Durante todo o tempo da discussão desse assunto, cerca de 80% dos argumentos apresentados pelo Barão do Rio Branco encontram-se nesse livro, que, infelizmente, até hoje, não tem uma edição em língua portuguesa. A primeira e única edição que consegui, com essa mania de visitar livreiros, comprei em uma livraria de Paris, um exemplar, que trouxe aqui comigo, hoje, a mostrar nesta sessão comemorativa do Senado Federal.

Esse homem dedicou-se ao estudo dessa questão. Levantou mapas, identificou acidentes geográficos, visitou os arquivos europeus e construiu toda a argumentação da qual o Brasil vai se utilizar, na Suíça, na defesa dos seus direitos, sobre a margem esquerda do rio Amazonas.

            A este homem - Joaquim Caetano da Silva - devemos reverenciar, também, neste Centenário.

            Senhor Presidente,

            Na história do Amapá, dois fatos singulares foram a corrida do ouro e a República do Cunani. A República do Cunani era tida como uma iniciativa sem qualquer dimensão. Resolvi estudá-la. Revistei os arquivos brasileiros e franceses. Fiz uma releitura. Cheguei à conclusão de que não era o que parecia ser. Tratava-se na verdade de uma inteligente e sábia ação diplomática e política, com o objetivo de criar-se uma região independente, sob a proteção da França. Por trás de toda a história dessa república, que escolheu bandeira, elaborou leis, selo, e instituiu condecorações, está a razão política de tentar desvincular o sentimento brasileiro da questão do contestado.

            Politicamente, o fio revelador está na figura de um homem simplesmente chamado de Trajano. Tido pelos historiadores que trataram do fato como o Preto Trajano, na realidade era o Capitão Trajano Benitez, protegido da França e o criador da République du Counani. Publiquei, no livro Amapá: Terra onde o Brasil Começa, documento encontrado no Quai d’Orsay, altamente revelador porque explica o motivo de o Governador de Caiena enviar uma missão tão grande libertar o Capitão Benitez na vila de Amapá, onde fora preso por Veiga Cabral, Cabralzinho, em 23 de outubro de 1886. Cito:

Eu Trajano, Capitão Chefe do rio Cunani, Chefe da Capitania da Guiana Independente, em nome e delegado pelos principais negociantes e pela maioria dos habitantes declaro o que se segue:

1) Organizar no nosso país um governo que será República e reconhecido depois pelas duas potências, a França e o Brasil.

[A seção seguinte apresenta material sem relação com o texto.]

PR #495, opened 2018-06-25
Minor fixes for compilation with VxWorks 7

kuhlenough:
Change \<host-os\> to \<target-os\>  in one Jamfile for cross-compilation.
And change <proj to fully qualified <boost::geometry::srs::par4::proj
to avoid confusing clang when compiling with the Dinkum STL
which has inline proj() in global namespace


awulkiew:
Thanks!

2) O governo em questão já tendo sido declarado e proclamado em mais de 10 reuniões públicas às quais assistiu o Sr. Guigues, explorador. Segue-se que queremos:

a) nos reger pelas leis francesas, quer dizer que adotamos o código francês como legislação de nosso país

b) que a língua francesa seja a língua governamental

c) … nosso presidente, o Sr. Jules Gros…

Nossa república tendo sido declarada… pedimos a proteção dos Estados vizinhos.

Viva a França

Revela-se aqui que o Capitão Trajano Benitez era o encarregado de fundar uma república tampão naquela região, que se chamaria République du Counani, fundada na Vila do Counani, que visitei recentemente. É um vilarejo com dez casas e uma igrejinha - naquela época, deveria contar 20 casas -, onde se fundou uma república que emitiu selos e moeda. Hoje, cria-se no Brasil, aqui nesta sessão do Senado, o selo comemorativo dos 100 anos do Laudo Arbitral que circularão pelo mundo inteiro, enquanto isso, os selos da republica do Cunani constituem uma raridade.

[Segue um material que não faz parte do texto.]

PR #502, opened 2018-07-26
Example: usage of distance formula

adl1995:
This pull request adds a simple example on how to use a formula (in this case, Karney's direct method).

### DIFF
--- a/example/ml03_distance_formula.cpp
+++ b/example/ml03_distance_formula.cpp
@@ -1,0 +1,37 @@
+// Boost.Geometry
+
+// Copyright (c) 2018 Adeel Ahmad, Islamabad, Pakistan.
+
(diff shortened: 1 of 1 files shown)


awulkiew:
I think this PR should be cleaned up before merging. It seems to add code related to `karney_inverse` formula and strategy which AFAIU was merged recently with additional fixes. It adds many unnecessary merge commits, etc. I thought that GitHub should take it into account and show only the differing parts of the code? Am I missing something?

vissarion:
I agree. I asked Adeel to have a look. It seems that only the last 2
commits are needed.

adl1995:
I just rebased this branch against develop. In fact we only need a single commit in this PR.

awulkiew:
@adl1995 Thanks!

            É quando surge, para resistir, a figura de Veiga Cabral, o Cabralzinho, mistura de herói e fanático. A coragem deste homem não tinha limites e foi ele quem, dominado pelo sentimento brasileiro, fez que os franceses recuassem da aventura de possuir, sem resistência, aqueles territórios.

            Cabralzinho funda outra República do Cunani, esta, do lado brasileiro. E logo preside o triunvirato que a governa.

            Veja-se como naqueles lugares solitários era lançada uma cartada política da maior importância! O Congresso americano mesmo tomou conhecimento do fato através da Mensagem Anual, dirigida pelo Presidente Cleveland. Embora a dimensão do fato tenha sido limitada, ele revela que a questão do Contestado constituiu a ameaça de criar-se um país cunha entre a Guiana francesa e o Brasil.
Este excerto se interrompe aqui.